== Segment start ==
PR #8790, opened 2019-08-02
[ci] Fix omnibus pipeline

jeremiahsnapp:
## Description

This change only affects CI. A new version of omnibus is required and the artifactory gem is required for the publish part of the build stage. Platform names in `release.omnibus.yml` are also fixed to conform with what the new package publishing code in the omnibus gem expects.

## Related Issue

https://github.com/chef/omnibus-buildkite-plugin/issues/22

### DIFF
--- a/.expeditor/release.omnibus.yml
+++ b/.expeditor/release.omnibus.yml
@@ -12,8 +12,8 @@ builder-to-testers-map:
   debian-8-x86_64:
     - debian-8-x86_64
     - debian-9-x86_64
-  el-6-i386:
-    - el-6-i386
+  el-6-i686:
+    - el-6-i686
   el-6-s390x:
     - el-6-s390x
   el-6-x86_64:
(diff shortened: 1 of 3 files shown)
== Segment end ==
== Segment start ==
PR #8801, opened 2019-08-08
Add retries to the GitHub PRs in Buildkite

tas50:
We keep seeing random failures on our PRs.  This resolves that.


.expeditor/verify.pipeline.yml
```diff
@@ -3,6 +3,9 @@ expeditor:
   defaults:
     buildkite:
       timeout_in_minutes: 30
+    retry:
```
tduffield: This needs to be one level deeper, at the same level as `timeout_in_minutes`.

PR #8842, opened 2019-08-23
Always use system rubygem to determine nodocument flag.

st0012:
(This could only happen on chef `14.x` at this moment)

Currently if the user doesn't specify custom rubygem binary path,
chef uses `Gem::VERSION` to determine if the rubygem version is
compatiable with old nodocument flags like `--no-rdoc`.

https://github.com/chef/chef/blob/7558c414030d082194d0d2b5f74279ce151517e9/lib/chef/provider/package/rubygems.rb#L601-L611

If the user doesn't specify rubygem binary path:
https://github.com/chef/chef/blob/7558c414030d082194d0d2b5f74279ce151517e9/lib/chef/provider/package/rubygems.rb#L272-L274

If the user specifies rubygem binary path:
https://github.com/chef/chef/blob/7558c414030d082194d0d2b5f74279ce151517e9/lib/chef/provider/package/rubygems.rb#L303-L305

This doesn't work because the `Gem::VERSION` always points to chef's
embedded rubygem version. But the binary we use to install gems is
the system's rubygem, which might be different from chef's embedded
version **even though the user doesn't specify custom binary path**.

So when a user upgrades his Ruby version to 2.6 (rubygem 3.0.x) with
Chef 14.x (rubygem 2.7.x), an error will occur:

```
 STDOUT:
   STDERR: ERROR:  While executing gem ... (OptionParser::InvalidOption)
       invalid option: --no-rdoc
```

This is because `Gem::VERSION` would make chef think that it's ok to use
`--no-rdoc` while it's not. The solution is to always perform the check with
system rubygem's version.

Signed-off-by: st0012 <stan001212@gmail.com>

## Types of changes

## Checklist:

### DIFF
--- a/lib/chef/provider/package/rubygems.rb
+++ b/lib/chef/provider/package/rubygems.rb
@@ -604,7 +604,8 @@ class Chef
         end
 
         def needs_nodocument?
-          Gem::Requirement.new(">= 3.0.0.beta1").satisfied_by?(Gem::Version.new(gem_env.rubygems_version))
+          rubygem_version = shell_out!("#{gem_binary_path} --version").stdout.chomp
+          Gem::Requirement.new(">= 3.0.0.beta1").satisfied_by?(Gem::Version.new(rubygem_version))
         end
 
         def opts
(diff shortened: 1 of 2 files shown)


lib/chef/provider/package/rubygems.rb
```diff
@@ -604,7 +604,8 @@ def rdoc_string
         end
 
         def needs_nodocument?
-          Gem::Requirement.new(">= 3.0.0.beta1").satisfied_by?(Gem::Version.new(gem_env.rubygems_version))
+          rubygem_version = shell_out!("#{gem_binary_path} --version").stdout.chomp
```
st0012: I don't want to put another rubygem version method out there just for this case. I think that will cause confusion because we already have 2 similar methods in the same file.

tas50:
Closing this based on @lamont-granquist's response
== Segment end ==
== Segment start ==
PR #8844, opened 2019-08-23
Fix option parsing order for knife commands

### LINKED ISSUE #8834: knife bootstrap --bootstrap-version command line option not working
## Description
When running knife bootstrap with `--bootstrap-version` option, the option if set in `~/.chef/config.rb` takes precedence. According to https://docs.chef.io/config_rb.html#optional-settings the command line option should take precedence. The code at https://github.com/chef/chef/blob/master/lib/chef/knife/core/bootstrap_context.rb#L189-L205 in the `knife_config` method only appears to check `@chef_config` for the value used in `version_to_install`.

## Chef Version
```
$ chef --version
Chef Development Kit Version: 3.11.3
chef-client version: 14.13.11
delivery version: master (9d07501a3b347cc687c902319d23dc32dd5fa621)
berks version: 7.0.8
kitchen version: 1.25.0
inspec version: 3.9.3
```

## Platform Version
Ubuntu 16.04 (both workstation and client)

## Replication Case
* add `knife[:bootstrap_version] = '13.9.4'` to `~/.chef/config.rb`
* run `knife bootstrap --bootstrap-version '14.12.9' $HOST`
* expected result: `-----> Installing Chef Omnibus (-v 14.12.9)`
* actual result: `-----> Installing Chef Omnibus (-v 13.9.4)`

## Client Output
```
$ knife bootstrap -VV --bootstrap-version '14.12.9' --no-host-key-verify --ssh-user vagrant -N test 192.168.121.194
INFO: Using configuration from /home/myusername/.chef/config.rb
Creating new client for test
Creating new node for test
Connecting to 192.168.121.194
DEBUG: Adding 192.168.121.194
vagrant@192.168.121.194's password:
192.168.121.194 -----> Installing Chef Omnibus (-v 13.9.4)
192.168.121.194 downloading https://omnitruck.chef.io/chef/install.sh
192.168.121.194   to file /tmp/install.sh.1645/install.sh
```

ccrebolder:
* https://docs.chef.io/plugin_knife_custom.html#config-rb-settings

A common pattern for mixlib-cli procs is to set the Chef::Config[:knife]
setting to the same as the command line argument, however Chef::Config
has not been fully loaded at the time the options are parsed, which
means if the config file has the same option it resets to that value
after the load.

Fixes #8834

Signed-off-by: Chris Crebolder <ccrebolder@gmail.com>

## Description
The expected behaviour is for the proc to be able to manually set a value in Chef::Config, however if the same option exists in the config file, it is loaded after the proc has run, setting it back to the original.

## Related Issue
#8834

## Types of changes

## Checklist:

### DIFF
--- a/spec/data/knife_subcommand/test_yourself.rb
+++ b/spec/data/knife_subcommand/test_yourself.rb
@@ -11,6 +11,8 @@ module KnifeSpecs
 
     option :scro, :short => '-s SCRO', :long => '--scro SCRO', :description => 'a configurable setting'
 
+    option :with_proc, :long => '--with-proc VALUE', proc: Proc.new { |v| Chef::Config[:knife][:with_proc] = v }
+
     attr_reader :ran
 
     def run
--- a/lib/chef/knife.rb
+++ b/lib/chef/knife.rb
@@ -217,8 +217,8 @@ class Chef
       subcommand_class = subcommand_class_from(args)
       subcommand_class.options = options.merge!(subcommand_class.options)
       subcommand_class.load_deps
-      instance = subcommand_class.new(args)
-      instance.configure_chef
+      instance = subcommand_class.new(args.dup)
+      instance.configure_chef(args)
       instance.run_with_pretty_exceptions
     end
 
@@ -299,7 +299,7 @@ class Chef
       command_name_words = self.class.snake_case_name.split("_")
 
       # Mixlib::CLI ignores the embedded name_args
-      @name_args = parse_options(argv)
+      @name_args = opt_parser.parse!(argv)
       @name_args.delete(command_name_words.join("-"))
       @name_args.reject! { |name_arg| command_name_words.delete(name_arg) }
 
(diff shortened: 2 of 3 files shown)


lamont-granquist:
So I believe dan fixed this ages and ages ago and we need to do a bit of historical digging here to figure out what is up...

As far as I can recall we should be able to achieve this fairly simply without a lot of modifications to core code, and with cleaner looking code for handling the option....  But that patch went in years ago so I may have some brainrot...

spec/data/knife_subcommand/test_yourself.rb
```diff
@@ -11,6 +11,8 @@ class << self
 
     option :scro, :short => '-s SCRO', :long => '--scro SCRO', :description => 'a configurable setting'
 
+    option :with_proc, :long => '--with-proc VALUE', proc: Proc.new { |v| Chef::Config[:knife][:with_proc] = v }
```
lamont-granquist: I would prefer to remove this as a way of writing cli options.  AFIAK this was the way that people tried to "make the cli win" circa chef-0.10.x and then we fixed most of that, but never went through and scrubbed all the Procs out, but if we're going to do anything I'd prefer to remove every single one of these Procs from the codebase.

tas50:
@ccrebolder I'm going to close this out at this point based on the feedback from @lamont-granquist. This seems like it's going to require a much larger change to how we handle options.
== Segment end ==
Work order:
Take every line in the preceding listing that contains "result" and copy it.

Exercise response:
* expected result: `-----> Installing Chef Omnibus (-v 14.12.9)`
* actual result: `-----> Installing Chef Omnibus (-v 13.9.4)`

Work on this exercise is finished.